What is needed :: Your job with the data below is to output exactly the lines from the one holding "- Backwards compatibility" down to the one holding "- Added perspective", both included, and no others.

Records shown ::
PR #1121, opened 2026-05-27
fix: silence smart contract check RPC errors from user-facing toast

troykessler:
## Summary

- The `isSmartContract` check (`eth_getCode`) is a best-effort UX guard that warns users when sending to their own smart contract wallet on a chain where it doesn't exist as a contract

--

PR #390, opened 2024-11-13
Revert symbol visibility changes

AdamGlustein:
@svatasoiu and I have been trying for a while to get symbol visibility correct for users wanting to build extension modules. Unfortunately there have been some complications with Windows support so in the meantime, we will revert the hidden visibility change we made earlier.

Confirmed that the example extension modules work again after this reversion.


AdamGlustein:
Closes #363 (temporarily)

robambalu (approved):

==

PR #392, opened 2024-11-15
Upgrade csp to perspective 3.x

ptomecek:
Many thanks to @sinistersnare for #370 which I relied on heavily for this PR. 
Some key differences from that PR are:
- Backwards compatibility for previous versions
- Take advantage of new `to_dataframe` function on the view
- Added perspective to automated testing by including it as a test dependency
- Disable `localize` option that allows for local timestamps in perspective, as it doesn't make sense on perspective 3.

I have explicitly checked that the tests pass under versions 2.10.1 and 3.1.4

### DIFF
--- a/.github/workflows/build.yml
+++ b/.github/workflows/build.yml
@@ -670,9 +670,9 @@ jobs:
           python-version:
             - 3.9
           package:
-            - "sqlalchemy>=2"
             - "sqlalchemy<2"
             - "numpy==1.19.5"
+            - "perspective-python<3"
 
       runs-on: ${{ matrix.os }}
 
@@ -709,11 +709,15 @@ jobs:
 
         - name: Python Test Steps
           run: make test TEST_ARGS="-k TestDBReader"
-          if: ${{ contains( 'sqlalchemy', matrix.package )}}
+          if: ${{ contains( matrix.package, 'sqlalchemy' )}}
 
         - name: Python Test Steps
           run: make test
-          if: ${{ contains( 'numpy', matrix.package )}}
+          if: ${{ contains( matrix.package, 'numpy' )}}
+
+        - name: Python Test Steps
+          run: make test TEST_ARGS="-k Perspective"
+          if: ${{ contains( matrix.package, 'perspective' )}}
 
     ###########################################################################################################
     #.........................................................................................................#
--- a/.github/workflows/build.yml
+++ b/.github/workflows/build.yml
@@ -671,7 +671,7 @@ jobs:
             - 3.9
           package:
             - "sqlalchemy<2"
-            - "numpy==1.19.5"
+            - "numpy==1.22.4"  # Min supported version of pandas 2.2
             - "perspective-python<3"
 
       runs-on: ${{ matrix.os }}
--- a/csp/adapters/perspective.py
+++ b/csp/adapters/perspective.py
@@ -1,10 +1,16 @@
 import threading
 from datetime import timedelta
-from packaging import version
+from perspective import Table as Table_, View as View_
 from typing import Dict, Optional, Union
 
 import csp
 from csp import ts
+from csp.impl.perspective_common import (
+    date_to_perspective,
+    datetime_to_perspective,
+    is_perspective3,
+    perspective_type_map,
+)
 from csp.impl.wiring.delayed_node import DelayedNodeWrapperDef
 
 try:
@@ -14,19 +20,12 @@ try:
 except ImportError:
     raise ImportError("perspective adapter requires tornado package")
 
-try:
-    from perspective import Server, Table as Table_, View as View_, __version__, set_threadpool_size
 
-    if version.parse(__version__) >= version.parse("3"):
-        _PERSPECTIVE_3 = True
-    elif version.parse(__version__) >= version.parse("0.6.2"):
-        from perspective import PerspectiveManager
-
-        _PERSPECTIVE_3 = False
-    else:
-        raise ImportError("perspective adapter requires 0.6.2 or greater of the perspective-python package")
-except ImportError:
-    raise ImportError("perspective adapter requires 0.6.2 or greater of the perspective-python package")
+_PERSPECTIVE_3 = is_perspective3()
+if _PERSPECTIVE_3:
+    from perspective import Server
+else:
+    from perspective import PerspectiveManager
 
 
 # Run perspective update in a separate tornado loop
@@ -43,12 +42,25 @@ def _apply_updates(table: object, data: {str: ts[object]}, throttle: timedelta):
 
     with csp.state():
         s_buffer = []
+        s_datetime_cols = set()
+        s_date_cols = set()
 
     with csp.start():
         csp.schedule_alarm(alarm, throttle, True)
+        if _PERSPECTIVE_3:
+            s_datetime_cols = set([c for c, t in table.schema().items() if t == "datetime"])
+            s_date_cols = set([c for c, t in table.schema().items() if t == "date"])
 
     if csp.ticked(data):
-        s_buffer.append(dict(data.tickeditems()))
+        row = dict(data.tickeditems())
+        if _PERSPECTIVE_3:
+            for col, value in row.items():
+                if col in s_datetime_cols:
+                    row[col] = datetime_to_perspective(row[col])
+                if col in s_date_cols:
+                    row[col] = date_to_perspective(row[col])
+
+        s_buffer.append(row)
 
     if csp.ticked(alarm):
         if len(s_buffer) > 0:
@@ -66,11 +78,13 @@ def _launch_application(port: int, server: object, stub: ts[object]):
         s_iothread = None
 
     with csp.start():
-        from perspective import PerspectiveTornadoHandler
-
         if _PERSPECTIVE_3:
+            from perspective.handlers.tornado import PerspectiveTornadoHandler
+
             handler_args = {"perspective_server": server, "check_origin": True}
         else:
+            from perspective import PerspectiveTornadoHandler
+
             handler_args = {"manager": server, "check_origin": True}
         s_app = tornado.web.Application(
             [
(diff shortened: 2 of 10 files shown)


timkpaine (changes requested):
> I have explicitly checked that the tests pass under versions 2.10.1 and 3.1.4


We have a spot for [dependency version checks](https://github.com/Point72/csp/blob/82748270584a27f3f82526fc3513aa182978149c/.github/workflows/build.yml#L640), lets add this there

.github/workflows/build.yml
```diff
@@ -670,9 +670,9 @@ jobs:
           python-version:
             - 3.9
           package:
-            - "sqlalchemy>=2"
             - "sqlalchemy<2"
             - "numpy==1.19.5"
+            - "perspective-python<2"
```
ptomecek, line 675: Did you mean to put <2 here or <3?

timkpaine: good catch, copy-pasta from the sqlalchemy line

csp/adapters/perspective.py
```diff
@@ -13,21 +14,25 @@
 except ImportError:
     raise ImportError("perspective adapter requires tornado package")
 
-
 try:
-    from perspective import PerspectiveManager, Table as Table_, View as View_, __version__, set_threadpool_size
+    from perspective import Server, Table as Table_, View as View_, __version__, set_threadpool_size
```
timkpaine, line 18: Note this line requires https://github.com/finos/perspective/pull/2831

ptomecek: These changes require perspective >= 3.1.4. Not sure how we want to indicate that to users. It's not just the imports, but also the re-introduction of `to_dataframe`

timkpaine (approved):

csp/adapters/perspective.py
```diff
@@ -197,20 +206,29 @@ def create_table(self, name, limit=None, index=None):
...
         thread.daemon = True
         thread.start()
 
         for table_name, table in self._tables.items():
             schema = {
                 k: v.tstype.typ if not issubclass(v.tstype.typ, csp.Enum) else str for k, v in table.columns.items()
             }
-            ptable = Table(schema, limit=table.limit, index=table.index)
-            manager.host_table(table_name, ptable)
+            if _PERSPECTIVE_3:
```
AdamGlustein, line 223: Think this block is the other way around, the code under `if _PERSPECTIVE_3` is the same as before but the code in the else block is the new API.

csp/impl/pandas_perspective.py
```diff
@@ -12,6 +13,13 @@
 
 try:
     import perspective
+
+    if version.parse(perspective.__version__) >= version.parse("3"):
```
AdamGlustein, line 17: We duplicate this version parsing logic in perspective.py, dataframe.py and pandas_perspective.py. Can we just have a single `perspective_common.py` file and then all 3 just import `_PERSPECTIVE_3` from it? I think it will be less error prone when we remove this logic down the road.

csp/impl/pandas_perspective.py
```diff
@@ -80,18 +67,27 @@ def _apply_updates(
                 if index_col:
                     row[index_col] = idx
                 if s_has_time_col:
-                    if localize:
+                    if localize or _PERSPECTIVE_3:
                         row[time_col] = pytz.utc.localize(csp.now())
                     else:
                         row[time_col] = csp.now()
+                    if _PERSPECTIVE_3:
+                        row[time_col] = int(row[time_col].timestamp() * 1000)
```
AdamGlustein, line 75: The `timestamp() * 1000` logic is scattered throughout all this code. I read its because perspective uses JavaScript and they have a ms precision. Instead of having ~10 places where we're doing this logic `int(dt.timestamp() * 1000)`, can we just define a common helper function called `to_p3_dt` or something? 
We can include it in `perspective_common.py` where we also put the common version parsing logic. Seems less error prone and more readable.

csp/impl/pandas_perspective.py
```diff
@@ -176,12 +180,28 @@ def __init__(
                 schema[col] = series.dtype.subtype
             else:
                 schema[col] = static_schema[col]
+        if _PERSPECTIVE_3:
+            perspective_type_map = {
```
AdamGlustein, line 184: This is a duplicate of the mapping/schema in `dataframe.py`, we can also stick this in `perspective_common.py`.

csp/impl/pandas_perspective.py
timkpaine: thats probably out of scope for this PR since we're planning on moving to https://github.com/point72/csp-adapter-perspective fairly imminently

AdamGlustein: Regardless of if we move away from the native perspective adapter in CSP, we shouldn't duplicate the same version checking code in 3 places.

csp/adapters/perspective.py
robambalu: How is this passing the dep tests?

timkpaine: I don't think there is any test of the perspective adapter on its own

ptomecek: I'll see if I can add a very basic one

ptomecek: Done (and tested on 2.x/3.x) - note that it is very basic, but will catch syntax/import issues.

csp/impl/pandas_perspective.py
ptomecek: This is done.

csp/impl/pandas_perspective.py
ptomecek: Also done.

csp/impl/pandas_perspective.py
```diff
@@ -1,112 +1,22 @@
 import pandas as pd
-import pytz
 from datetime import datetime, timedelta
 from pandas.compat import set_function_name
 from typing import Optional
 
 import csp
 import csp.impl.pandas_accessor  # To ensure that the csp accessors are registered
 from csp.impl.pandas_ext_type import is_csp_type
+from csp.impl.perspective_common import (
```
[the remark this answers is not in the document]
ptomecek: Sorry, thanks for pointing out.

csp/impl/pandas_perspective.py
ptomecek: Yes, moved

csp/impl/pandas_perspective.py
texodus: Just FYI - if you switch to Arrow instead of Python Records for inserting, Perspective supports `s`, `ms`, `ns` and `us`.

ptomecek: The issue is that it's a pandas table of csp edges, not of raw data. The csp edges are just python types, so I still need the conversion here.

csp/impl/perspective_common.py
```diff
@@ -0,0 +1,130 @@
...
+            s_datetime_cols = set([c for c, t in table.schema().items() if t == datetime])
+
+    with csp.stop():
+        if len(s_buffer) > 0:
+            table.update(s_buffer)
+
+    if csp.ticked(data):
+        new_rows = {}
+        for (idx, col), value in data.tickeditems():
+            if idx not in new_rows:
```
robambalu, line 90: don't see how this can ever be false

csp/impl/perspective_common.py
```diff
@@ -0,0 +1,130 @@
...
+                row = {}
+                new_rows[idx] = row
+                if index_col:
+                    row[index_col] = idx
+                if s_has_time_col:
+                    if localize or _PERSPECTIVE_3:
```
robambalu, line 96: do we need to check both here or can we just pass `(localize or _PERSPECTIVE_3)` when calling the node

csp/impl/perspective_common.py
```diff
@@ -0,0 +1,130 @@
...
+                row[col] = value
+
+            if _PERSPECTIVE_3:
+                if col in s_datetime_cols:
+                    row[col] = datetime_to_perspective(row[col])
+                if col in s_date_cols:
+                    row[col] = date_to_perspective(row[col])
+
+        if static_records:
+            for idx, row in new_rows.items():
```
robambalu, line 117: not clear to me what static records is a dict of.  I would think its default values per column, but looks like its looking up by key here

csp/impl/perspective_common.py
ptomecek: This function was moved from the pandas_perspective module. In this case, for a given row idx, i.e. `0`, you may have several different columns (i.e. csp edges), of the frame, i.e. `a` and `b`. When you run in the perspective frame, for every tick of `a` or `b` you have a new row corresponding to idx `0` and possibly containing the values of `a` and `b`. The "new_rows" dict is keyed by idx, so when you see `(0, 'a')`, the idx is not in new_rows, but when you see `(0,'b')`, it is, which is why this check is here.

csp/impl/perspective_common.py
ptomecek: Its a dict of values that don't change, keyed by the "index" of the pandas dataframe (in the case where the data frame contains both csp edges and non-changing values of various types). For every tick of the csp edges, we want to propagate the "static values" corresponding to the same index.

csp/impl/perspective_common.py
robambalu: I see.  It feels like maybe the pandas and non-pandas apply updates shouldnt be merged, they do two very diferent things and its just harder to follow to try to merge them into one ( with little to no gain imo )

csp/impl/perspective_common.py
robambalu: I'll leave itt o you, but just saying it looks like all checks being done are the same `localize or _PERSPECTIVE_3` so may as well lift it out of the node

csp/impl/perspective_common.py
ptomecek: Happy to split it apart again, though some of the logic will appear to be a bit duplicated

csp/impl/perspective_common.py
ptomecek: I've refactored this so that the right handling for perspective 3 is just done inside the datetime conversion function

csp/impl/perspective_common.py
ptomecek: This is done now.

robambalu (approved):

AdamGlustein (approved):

Your solution ::
- Backwards compatibility for previous versions
- Take advantage of new `to_dataframe` function on the view
- Added perspective to automated testing by including it as a test dependency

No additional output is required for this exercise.